RECORDS FOR THIS EXERCISE below:

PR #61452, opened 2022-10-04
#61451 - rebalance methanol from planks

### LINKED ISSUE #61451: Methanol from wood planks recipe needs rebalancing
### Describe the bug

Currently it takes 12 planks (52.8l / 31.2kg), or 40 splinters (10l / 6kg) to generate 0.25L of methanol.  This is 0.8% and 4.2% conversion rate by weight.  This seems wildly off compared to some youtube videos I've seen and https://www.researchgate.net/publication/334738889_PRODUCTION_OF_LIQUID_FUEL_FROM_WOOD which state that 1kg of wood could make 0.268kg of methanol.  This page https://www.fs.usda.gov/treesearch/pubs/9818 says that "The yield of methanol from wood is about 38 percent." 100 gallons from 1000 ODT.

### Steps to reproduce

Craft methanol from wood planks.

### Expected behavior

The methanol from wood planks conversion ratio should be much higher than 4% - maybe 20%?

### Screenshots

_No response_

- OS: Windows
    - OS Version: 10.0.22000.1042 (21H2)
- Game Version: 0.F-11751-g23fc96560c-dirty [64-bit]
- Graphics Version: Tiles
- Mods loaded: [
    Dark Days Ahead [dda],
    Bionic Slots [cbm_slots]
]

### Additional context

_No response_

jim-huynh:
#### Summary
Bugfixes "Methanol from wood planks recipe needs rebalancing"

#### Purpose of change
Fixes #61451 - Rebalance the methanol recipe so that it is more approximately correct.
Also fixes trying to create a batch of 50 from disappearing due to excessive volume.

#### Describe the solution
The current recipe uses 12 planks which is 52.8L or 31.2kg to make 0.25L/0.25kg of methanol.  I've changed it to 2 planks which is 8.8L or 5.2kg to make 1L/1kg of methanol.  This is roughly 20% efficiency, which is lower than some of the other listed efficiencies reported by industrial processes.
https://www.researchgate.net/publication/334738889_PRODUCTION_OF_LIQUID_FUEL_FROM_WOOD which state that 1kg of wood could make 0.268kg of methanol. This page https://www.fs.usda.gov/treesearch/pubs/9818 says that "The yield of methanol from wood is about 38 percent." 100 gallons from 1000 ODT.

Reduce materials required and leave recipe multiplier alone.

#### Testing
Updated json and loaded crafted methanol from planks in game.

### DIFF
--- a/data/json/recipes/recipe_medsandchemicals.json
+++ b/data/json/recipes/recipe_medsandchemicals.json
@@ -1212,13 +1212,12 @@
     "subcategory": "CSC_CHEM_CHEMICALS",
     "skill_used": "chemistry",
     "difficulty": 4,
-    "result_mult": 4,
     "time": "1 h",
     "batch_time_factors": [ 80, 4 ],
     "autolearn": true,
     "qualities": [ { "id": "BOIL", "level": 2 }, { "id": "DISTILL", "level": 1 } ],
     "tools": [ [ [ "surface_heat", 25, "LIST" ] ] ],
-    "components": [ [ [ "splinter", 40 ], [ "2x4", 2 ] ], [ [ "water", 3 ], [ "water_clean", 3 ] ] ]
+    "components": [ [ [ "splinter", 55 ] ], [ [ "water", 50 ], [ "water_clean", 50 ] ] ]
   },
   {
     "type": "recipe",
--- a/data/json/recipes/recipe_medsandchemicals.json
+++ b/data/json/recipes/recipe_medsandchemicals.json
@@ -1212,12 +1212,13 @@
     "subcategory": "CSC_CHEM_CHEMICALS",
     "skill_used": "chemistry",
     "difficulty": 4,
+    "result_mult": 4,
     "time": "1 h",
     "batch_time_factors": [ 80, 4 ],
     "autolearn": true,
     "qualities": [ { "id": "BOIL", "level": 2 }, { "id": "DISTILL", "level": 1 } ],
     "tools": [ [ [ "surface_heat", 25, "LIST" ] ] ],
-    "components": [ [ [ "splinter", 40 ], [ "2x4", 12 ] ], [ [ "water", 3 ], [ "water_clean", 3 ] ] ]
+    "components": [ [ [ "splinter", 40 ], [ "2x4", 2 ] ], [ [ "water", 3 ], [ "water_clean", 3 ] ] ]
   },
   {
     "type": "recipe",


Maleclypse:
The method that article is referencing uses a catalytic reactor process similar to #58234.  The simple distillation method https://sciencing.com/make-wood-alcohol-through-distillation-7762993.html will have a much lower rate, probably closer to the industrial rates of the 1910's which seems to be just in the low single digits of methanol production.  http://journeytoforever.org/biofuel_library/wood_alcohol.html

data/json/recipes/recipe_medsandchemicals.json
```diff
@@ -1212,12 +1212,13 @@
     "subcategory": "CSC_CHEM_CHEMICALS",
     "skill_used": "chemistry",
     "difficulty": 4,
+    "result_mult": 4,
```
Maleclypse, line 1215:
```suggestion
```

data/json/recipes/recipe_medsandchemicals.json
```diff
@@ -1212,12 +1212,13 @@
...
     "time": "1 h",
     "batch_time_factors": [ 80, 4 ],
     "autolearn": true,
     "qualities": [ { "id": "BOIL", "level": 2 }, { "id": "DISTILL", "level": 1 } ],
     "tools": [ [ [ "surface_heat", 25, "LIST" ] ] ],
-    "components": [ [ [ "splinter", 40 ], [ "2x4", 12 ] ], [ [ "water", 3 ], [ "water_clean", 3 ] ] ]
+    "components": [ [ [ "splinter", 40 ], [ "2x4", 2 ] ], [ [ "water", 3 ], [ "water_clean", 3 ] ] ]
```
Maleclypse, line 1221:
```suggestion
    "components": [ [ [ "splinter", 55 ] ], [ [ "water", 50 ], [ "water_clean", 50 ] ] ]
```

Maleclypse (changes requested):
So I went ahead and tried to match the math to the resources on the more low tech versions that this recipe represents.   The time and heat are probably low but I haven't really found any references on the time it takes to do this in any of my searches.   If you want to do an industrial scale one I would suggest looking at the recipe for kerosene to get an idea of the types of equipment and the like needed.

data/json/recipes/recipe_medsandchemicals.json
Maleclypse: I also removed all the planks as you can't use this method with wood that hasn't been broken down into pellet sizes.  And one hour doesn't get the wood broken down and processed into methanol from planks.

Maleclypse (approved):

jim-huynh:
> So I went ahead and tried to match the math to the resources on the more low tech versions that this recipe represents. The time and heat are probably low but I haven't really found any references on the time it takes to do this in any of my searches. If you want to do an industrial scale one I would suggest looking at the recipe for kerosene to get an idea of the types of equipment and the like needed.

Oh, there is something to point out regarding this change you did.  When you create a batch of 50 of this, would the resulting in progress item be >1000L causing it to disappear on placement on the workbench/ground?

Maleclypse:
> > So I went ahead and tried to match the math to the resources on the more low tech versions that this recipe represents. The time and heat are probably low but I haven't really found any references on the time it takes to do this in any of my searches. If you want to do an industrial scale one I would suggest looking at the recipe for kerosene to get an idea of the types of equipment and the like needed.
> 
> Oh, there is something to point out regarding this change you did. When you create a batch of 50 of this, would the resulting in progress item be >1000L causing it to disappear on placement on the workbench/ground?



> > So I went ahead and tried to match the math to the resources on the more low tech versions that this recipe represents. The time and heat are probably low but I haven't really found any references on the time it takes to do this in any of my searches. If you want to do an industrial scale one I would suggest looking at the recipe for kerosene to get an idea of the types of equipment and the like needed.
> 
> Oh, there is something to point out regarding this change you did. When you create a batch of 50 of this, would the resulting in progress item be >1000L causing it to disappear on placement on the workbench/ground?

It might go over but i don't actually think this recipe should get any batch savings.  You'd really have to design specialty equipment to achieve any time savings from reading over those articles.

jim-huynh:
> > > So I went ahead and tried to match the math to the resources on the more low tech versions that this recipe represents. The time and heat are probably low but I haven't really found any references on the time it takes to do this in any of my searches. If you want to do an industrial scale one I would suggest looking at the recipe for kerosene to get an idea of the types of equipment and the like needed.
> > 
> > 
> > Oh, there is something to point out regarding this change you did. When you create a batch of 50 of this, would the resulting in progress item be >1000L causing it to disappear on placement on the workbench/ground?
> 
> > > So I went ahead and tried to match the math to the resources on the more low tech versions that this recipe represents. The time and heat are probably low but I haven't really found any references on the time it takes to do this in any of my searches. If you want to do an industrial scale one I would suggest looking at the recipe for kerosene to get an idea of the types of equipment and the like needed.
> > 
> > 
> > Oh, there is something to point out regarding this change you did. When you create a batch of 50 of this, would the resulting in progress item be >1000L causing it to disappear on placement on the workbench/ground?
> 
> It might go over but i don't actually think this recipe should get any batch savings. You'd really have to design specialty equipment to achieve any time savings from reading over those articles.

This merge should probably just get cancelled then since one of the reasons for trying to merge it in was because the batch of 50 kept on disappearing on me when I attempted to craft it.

End of RECORDS FOR THIS EXERCISE.

WORK TO COMPLETE |
Among the lines above, find the ones containing "rebalancing" and copy them.

SOLUTION |
### LINKED ISSUE #61451: Methanol from wood planks recipe needs rebalancing
Bugfixes "Methanol from wood planks recipe needs rebalancing"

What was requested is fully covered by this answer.